How to audit for pseudo-science
These reasons for the persistence of pseudo-science in hiring algorithms have two implications. Since the ineffectiveness of hiring algorithms is difficult to discover, we need to ensure that algorithmic audits include checks for the soundness of its scientific assumptions. Currently, the emphasis of algorithmic audits is to assess the accuracy of algorithms. But in wicked learning environments, accuracy is all but meaningless as a metric. Another focus of current algorithm audits is to screen for bias, e.g., by comparing predictions for different groups. Yet hiring mechanisms can make arbitrary recommendations without being biased. What might these checks for scientific soundness look like? There are at least two questions audits need to answer:
- What is the assumed relationship between the input data and the purposes for what the output data is used? E.g., what is the assumed relationship between the data about applicants and their job performance?
- Are these assumptions backed up by research? E.g., does research show a link between micro-expressions and job performance?
Since ignorance about the pseudo-science in hiring algorithms can be functional for the organizations using them, we cannot rely on organizations to advocate for science.

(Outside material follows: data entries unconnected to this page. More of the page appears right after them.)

PR #371, opened 2025-04-29
Update documentation links

nickvigilante:
Also removes some links pointing to docs.tiledb.com

### DIFF
--- a/README.md
+++ b/README.md
@@ -12,9 +12,7 @@ free'ing of C heap allocated structures.
 ## Quick Links
 
 - GoDoc API documentation: [https://pkg.go.dev/github.com/TileDB-Inc/TileDB-Go](https://pkg.go.dev/github.com/TileDB-Inc/TileDB-Go)
-- Full Installation Docs: [https://docs.tiledb.com/main/how-to/installation](https://docs.tiledb.com/main/how-to/installation)
-- Quick Install: [https://docs.tiledb.com/main/how-to/installation/quick-install](https://docs.tiledb.com/main/how-to/installation/quick-install)
-- Full developer documentation for all APIs and integrations: [https://docs.tiledb.com](https://docs.tiledb.com)
+- Full developer documentation for all APIs and integrations: [https://cloud.tiledb.com/academy](https://cloud.tiledb.com/academy)
 
 ## Installation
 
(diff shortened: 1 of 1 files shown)


teo-tsirpanis (changes requested):
This document has been kind of a misnomer because building Go packages from source is not really a thing. It is also duplicated by the README.

nickvigilante:
@teo-tsirpanis Maybe it would be best then to close this PR, since it's duplicated content? I didn't read through the README thoroughly enough.

README.md
```diff
@@ -12,9 +12,8 @@ free'ing of C heap allocated structures.
 ## Quick Links
 
 - GoDoc API documentation: [https://pkg.go.dev/github.com/TileDB-Inc/TileDB-Go](https://pkg.go.dev/github.com/TileDB-Inc/TileDB-Go)
-- Full Installation Docs: [https://docs.tiledb.com/main/how-to/installation](https://docs.tiledb.com/main/how-to/installation)
-- Quick Install: [https://docs.tiledb.com/main/how-to/installation/quick-install](https://docs.tiledb.com/main/how-to/installation/quick-install)
-- Full developer documentation for all APIs and integrations: [https://docs.tiledb.com](https://docs.tiledb.com)
+- Building from Source: [docs/building-from-source.md](docs/building-from-source.md)
```
shaunrd0, line 15: I'd also remove this line since the information is in the README as Theo points out. The surrounding changes LGTM, the other links removed are stale and I think adding a link to the academy is a good change

```suggestion

```

README.md
```diff
@@ -27,7 +26,7 @@ Currently the following platforms are supported:
 
 ### Prerequisites
 This package requires the TileDB shared library be installed and on the system path. See the
-[official TileDB installation instructions](https://docs.tiledb.com/main/how-to/installation)
+[official TileDB installation instructions](docs/building-from-source.md)
```
shaunrd0, line 29: This is for TileDB core, so I think we can just link to the docs recently added there

```suggestion
[TileDB GitHub repository](https://github.com/TileDB-Inc/TileDB/blob/main/BUILDING_FROM_SOURCE.md)
```

shaunrd0 (commented):
Thanks @nickvigilante! I agree with @teo-tsirpanis. We could still take this opportunity to update the links in the README but I think the `docs/building-from-source.md` can be removed.

teo-tsirpanis (approved):
Thanks!

PR #375, opened 2025-06-23
add group metadata functions with similar pattern that arrays use

disideris:
This PR fixes [ENG-98](https://linear.app/tiledb/issue/ENG-98/add-support-for-group-metadata-in-tiledb-go).

While working with asset metadata and specifically group metadata i noticed that we could add some functions in `group.go` so that we can have a similar pattern on how to interact with core metadata with arrays and groups. All the infra and core support is there we were just missing the functions from this PR.

### DIFF
--- a/group.go
+++ b/group.go
@@ -35,6 +35,11 @@ type Group struct {
 	context *Context
 }
 
+// Context exposes the internal TileDB context used to initialize the group.
+func (g *Group) Context() *Context {
+	return g.context
+}
+
 func newGroupFromHandle(context *Context, uri string, group groupHandle) *Group {
 	return &Group{group: group, uri: uri, context: context}
 }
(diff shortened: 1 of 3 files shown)


group.go
```diff
@@ -349,6 +354,39 @@ func (g *Group) GetMetadata(key string) (Datatype, uint, interface{}, error) {
 	return datatype, valueNum, value, nil
 }
 
+// GetMetadataMap returns a map[string]*GroupMetadata where key is the key of
+// each metadata added and value is an GroupMetadata struct. The map contains
+// all group metadata previously added.
```
teo-tsirpanis, line 359:
```suggestion
// GetMetadataMap returns a map with the group's metadata, indexed by their key.
```

group.go
```diff
@@ -35,6 +35,11 @@ type Group struct {
 	context *Context
 }
 
+// Context exposes the internal TileDB context used to initialize the group.
```
teo-tsirpanis, line 38:
```suggestion
// Context returns the TileDB context used to initialize the group.
```

group.go
```diff
@@ -349,6 +354,39 @@ func (g *Group) GetMetadata(key string) (Datatype, uint, interface{}, error) {
...
+func (g *Group) GetMetadataMap() (map[string]*GroupMetadata, error) {
+	return g.GetMetadataMapWithValueLimit(nil)
+}
+
+// GetMetadataMapWithValueLimit returns a map[string]*GroupMetadata where key is the key of
+// each metadata added and value is an GroupMetadata struct. The map contains
+// all group metadata previously added.
+// The limit parameter limits the number of values returned if string or group.
+// This is helpful for pushdown of limiting metadata. If nil, value is returned
+// in full.
```
teo-tsirpanis, line 369:
```suggestion
// GetMetadataMapWithValueLimit returns a map with the group's metadata, indexed by their key.
// The limit parameter limits the size of values returned if string or array.
// This is helpful for pushdown of limiting metadata. If nil, value is returned
// in full.
```

group.go
```diff
@@ -349,6 +354,39 @@ func (g *Group) GetMetadata(key string) (Datatype, uint, interface{}, error) {
...
+func (g *Group) GetMetadataMapWithValueLimit(limit *uint) (map[string]*GroupMetadata, error) {
```
ypatia, line 370: Could we add tests for those?

teo-tsirpanis, line 370: I don't like that `limit` is an unsigned integer but I'm fine with it to maintain consistency with `Array`.

teo-tsirpanis (approved):
LGTM, thanks! Documentation can be improved (please also update the corresponding functions on `Array`).

PR #1597, opened 2019-08-26
Caching Angle and Vector

ExtReMLapin:
The whole thing is a mess, the TTT code is total shit, it may need more commits to fix the whole thing


ExtReMLapin:
The ttt code is a FUCKING MESS

ExtReMLapin:
I could really use some help on it, I also need to do it with Color.

I got a regex to do it but the whole thing should be automated.

The tricky part is to find IF a vector can be set as local (or global) or not since it may be modified directly why the functions that use it.
Here is the regex I use to find the Vectors/Colors/Angles


```
Color\(\s*\d+\s*,\s*\d+\s*,\s*\d+\s*(,\s*\d+\s*)?\)

Vector\(\s*-?\d+(?:\.\d+)?\s*,\s*-?\d+(?:\.\d+)?\s*,\s*-?\d+(?:\.\d+)?\s*\)

Angle\(\s*-?\d+(?:\.\d+)?\s*,\s*-?\d+(?:\.\d+)?\s*,\s*-?\d+(?:\.\d+)?\s*\)
```

robotboy655:
Don't bundle TTT and non TTT changes into single PR.

Please read the contributing.md file:

robotboy655:
Also replacements to vector_origin, etc are easier to swallow than the addition of new globals/locals for everything.

Donkie:
I'm not entirely familiar with metatables, but wouldn't it be possible to set a custom metatable __index on the vector_origin, angle_zero etc constants to prevent them from being edited?

ExtReMLapin:
Fixed the naming a bit, but i don't see how it's really a problem, feel free to do a pull request here if you got a better idea https://github.com/ExtReMLapin/garrysmod/tree/objects-caching

ExtReMLapin:
Sorry QA guy

Kefta:
Ok

PR #1600, opened 2019-09-04
PlayerShouldTakeDamage is server-side only

CaptainPRICE:
It doesn't belong in the shared file...


ExtReMLapin:
what about future preduction maybe ?

Kefta:
Damage prediction is never getting added lol

PR #1601, opened 2019-09-04
Remove CanProperty from the base gamemode

CaptainPRICE:
I don't think it belongs there. Why is it there anyways?

### DIFF
--- a/garrysmod/gamemodes/base/gamemode/shared.lua
+++ b/garrysmod/gamemodes/base/gamemode/shared.lua
@@ -264,10 +264,3 @@ function GM:OnViewModelChanged( vm, old, new )
 	end
 
 end
-
---[[---------------------------------------------------------
-	Disable properties serverside for all non-sandbox derived gamemodes.
------------------------------------------------------------]]
-function GM:CanProperty( pl, property, ent )
-	return false
-end


CaptainPRICE:
[It is Sandbox thing](https://wiki.garrysmod.com/page/SANDBOX/CanProperty).

Kefta:
This should be moved to Sandbox's shared.lua.

CaptainPRICE:
@Kefta 
> This should be moved to Sandbox's shared.lua.

huh wut?
But, it is already present there:
https://github.com/Facepunch/garrysmod/blob/b03cc1ed585eeb037e9f7723fc29ef4f570e1782/garrysmod/gamemodes/sandbox/gamemode/shared.lua#L201-L252

Kefta:
Huh, must have missed that.

robotboy655:
The properties system exists outside of Sandbox (In the `properties` module, and all built-in properties are loaded regardless of which gamemode is running, as well as any addon properties), so it only makes sense for clearly defined behavior for non Sandbox gamemodes to exist in the Base gamemode as well. 

It is kinda made even worse by the fact that `CanProperty` is called manually from each property and they test for "is allowed" in different ways.

PR #1604, opened 2019-09-05
Remove unused argument from the PhysgunUnfreeze call

CaptainPRICE:
[`Player.PhysgunUnfreeze`](https://wiki.garrysmod.com/page/Player/PhysgunUnfreeze) doesn't take any arguments.

### DIFF
--- a/garrysmod/gamemodes/base/gamemode/player.lua
+++ b/garrysmod/gamemodes/base/gamemode/player.lua
@@ -39,7 +39,7 @@ end
 -----------------------------------------------------------]]
 function GM:OnPhysgunReload( weapon, ply )
 
-	ply:PhysgunUnfreeze( weapon )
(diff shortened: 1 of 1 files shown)


robotboy655:
`Player.PhysgunUnfreeze` does have an unused argument: https://github.com/Facepunch/garrysmod/blob/0815ce5bff21210bea50c27c47ef53f652318a7f/garrysmod/gamemodes/base/gamemode/obj_player_extend.lua#L57

But it is used without an argument in Sandbox:
https://github.com/Facepunch/garrysmod/blob/4a66ffa5f5836a3fc703f0df6a814ebe49758b18/garrysmod/gamemodes/sandbox/gamemode/init.lua#L67

Kefta:
The argument should be removed from PhysgunUnfreeze's header, as well. It isn't used anywhere.

PR #1605, opened 2019-09-05
Refactor net messaging for PlayerDeath (in base gamemode)

CaptainPRICE:
Fixes [1407](https://github.com/Facepunch/garrysmod-requests/issues/1407)

Note: This change has a potential of breaking client-side scripts (which rely on these specific net messages; `PlayerKilledSelf` and `PlayerKilledByPlayer`).

### DIFF
--- a/garrysmod/gamemodes/base/gamemode/cl_deathnotice.lua
+++ b/garrysmod/gamemodes/base/gamemode/cl_deathnotice.lua
@@ -39,38 +39,46 @@ local function PlayerIDOrNameToString( var )
 
 end
 
+local RecvPlayerDeath = {
+	-- PlayerKilled
+	[0] = function()
 
-local function RecvPlayerKilledByPlayer()
+		local victim	= net.ReadEntity()
+		if ( !IsValid( victim ) ) then return end
+		local inflictor	= net.ReadString()
+		local attacker	= "#" .. net.ReadString()
 
-	local victim	= net.ReadEntity()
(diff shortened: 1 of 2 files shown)


CaptainPRICE:
Review please.

Kefta:
I do not believe this is a beneficial change. I think saving net overhead > saving net string slots unless it becomes excessive (5-10+ for a single purpose depending on the overhead saved). In this case, saving 2 slots is not better than saving 2 bits on every stock death-related net message.

CaptainPRICE:
There're another 2 pooled strings, [for NPC death](https://github.com/Facepunch/garrysmod/blob/master/garrysmod/gamemodes/base/gamemode/npc.lua).
If I were to update it to include these, it would be saving 4 slots in total.
IIRC, there's a hardlimit of 2048 slots. Imagine a server running at the edge, saving on such slots is a bless in that case.
Any opinions?

Kefta:
I think the slot limit should be raised, or better yet, the net implementation should use a shared vector that will adjust the size of the net ID at runtime, removing the limit. This adds the additional benefit of the net overhead actually being smaller if you pool less strings than the current limit.

A similar system can be made in Lua by having a synced hashtable of IDs, but it has to append an extra n bits on top of the net library's header, so it'd be better for the change to be made internally.

CaptainPRICE:
@Kefta 

I'd agree with that being a much better way if implemented internally.
Go ahead and make it a proposal.

PR #1606, opened 2019-09-05
Removed a similar condition

JarosLucky:
I think this is an unnecessary condition, and I not understand what it was for. since !nil = true and !false = true. Also I could not find a comment for what it might be. If I'm wrong, please announce this decision)


neico:
The only thing that would make sense if it were `self.GetChecked != nil` (function existence, not uncommon for multiple inheritance class systems) or `self.Button != nil`
Otherwise it does hardly make sense

PR #1607, opened 2019-09-06
DLabelEditable:GetDTextEntry()

art-gur:
With such function, you can easily edit DTextEntry without calling PANEL:GetChildren() on DLabelEditable and without extracting DTextEntry from children table.


robotboy655:
Lets talk about why you need this?

art-gur:
For customize DTextEntry, now you can

robotboy655:
Use Derma skins and https://wiki.garrysmod.com/page/GM/ForceDermaSkin

art-gur:
Okay, but how about another situation, for example, disable language indicator on DTextEntry?

PR #1608, opened 2019-09-11
cycle through ipairs from pairs

JarosLucky:
viewing an array through ipairs instead of pairs. since the table created with table.insert.


mcNuggets1:
thats one out of 100 tables which doesnt use ipairs.

JarosLucky:
Hmm, I think so too, but I usually create commits when I accidentally find
strange solutions when I search for something.

чт, 12 сент. 2019 г., 12:01 David <notifications@github.com>:

PR #1573, opened 2019-03-29
Replace usage of pairs() with ipairs()

aStonedPenguin:
ipairs is faster than pairs and it is good practice to use where applicable.

PR #1610, opened 2019-09-15
pairs -> ipairs

JarosLucky:
in places where the table is only a numeric orderly table

### DIFF
--- a/garrysmod/gamemodes/terrortown/entities/entities/ttt_cse_proj.lua
+++ b/garrysmod/gamemodes/terrortown/entities/entities/ttt_cse_proj.lua
@@ -47,9 +47,8 @@ function ENT:GetNearbyCorpses()
 
    local near_corpses = {}
 
-   local n = #near
    local ent = nil
-   for i=1, n do
+   for i=1, #near do
       ent = near[i]
       if IsValid(ent) and ent.player_ragdoll and ent.scene then
          table.insert(near_corpses, {ent=ent, dist=pos:LengthSqr()})
@@ -93,7 +92,7 @@ function ENT:ShowSceneForCorpse(corpse)
 
    if not scene then return end
 
-   for _, dummy_key in pairs({"victim", "killer"}) do
+   for _, dummy_key in ipairs({"victim", "killer"}) do
       local dummy = scene[dummy_key]
 
       if dummy then
@@ -203,5 +202,3 @@ function ENT:Explode(tr)
 
    end
 end
-
-
--- a/garrysmod/gamemodes/terrortown/entities/entities/ttt_cse_proj.lua
+++ b/garrysmod/gamemodes/terrortown/entities/entities/ttt_cse_proj.lua
@@ -73,6 +73,7 @@ function ENT:OnTakeDamage(dmginfo)
    end
 end
 
+local dummy_keys = {"victim", "killer"}
 function ENT:ShowSceneForCorpse(corpse)
    local scene = corpse.scene
    local hit = scene.hit_trace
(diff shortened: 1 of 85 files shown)


JarosLucky:
This TTT

garrysmod/gamemodes/terrortown/entities/entities/ttt_cse_proj.lua
```diff
@@ -93,7 +92,7 @@ function ENT:ShowSceneForCorpse(corpse)
 
    if not scene then return end
 
-   for _, dummy_key in pairs({"victim", "killer"}) do
+   for _, dummy_key in ipairs({"victim", "killer"}) do
```
ExtReMLapin: let's create a table everytime yolo

garrysmod/gamemodes/terrortown/gamemode/cl_equip.lua
```diff
@@ -310,7 +310,7 @@ local function TraitorMenuPopup()
    dinfo:StretchToParent(0, 0, 0, dih - 135)
 
    local dfields = {}
-   for _, k in pairs({"name", "type", "desc"}) do
+   for _, k in ipairs({"name", "type", "desc"}) do
```
ExtReMLapin: same here

ExtReMLapin:
Fucking hell the TTT is full of garbage code, I don't get why it's even shipped with gmod at this point, we can't fix the stupid [3 SPACES] indentation else mister TTT maintainer turns mad.

There is so much things to fix in it and yet cpt baby expect us to respect his stupid indentation.

garrysmod/gamemodes/terrortown/gamemode/player_ext_shd.lua
```diff
@@ -182,7 +182,7 @@ if CLIENT then
    };
 
    -- Insert all the "simple" gestures that do not need weight control
-   for _, a in pairs{ACT_GMOD_GESTURE_AGREE, ACT_GMOD_GESTURE_DISAGREE,
+   for _, a in ipairs{ACT_GMOD_GESTURE_AGREE, ACT_GMOD_GESTURE_DISAGREE,
```
ExtReMLapin: lord

JarosLucky: in this place, the local table will only take up memory, this action takes place once in 1 start of the file.

JarosLucky:
I don't know what you mean, this place needs to be done the way I did before?

ExtReMLapin:
bruh

JarosLucky:
?

svdm:
I still don't believe this is going to make a performance difference for anyone, but this was a pretty clean PR so it's merged.

JarosLucky:
ipairs much easier compared to pairs. This is confirmed by tests of performance and source code of Lua.

Donkie:
ipairs vs pairs has been tested hundreds of times throughout gmods history and the conclusion is always that the difference is extremely negligible.

JarosLucky:
Ipairs - 4 lines of code
Pairs - 3 function

вт, 17 сент. 2019 г., 2:07 Daniel Hultgren <notifications@github.com>:

Kefta:
>ipairs vs pairs has been tested hundreds of times throughout gmods history and the conclusion is always that the difference is extremely negligible.

Most of the famous pairs vs ipairs tests/FP threads were without LuaJIT. It really makes a significant difference now: https://github.com/Facepunch/garrysmod/pull/1573#issuecomment-485029892

Using numeric-for instead of ipairs would be even a little more efficient, but the difference there is truly negligible in most cases.

svdm:
My point was more that using ipairs or numeric-for in hotspots makes sense (and TTT already does in its Tick hook for example), while the changes here concern loops that are too infrequently called and too small to make a real-world difference.

Of course it can't hurt, and we're talking about this in a merged PR thread, but it's not the most rational change to make if you offset a risk of bugs against tangible improvement.

PR #1612, opened 2019-09-27
Allow numerical indexing of colors

Kefta:
- Allows color[i] for indexing elements
- Prevents any keys other than r, g, b, and a from being modified on the color object
- Prevents setting color components to non-numerical types if the key was set to nil prior. This is the best that can be done with type safety in Lua without aliasing the Color object since __newindex isn't called for keys that already exist in the table, and the object can't be aliased without breaking scripts calling ``rawget``/``rawset`` on colors.
- Don't allow negative color components, clamp between [0, 255]
- Make 255 the default for every argument of ``Color``

Relies on https://github.com/Facepunch/garrysmod/pull/1587.

### DIFF
--- a/garrysmod/lua/includes/util/color.lua
+++ b/garrysmod/lua/includes/util/color.lua
@@ -40,9 +40,9 @@ debug.getregistry().Color = COLOR
 -----------------------------------------------------------]]
 function Color( r, g, b, a )
 	return setmetatable( {
-		r = math.max( math.min( tonumber(r), 255 ), 0 ),
-		g = math.max( math.min( tonumber(g), 255 ), 0 ),
-		b = math.max( math.min( tonumber(b), 255 ), 0 ),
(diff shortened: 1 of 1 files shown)


SimonSchick:
Doesn't this make the regular indexing slower, what's do developers gain from being able to use numerical indexing?

Kefta:
To be consistent with Vectors and Angles. Indexing color objects is already pretty uncommon from the lack of member functions, but considering https://github.com/Facepunch/garrysmod-issues/issues/2407 has existed for the longest time (prevents indexing engine colors), I don't think this will have any major negative performance consequences.

Really this is just a temporary solution until Colors are moved to C++.

Kefta:
I should also mention this does not affect the speed or regular key indexing (``color.r``, ``color.g``, ``color.b``, ``color.a``) since __index is only called if the key doesn't exist in the table.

Worse still: the fact that organizations have an interest to stay ignorant about the scientific underpinnings of the hiring mechanisms means that the companies building these algorithms have little incentive to compete on scientific rigor. We should not expect market mechanisms to improve the scientific foundations of hiring algorithms over time or companies that overstep scientific boundaries to disappear from the market.
Instead, a combination of regulation and professional ethics is required to move past pseudo-science in hiring algorithms. Regulation can set standards for algorithmic audits that include checks for algorithmic soundness. But regulation alone can be circumvented if HR professionals are not socialized to the importance of scientific soundness of hiring mechanisms. For instance, over the last decades, hiring has become more inclusive. Anti-discrimination laws have played an important role. But to achieve a truly inclusive hiring process, a wide range of practices needs to change, from making career websites accessible to all to expanding where companies advertise. Implementing these practices cannot be achieved by regulation alone but need to be driven by inclusion-savvy HR professionals. Making scientific soundness part of professional ethics requires to educate HR professionals and to create expectations. Part of the algorithmic literacy of HR professionals needs to be a sensitivity to the importance of a sound scientific basis to any algorithm they may use. The reputation of HR professionals increasingly depends on pushing for inclusivity in hiring. Ensuring the scientific soundness of their tools deserves the same status.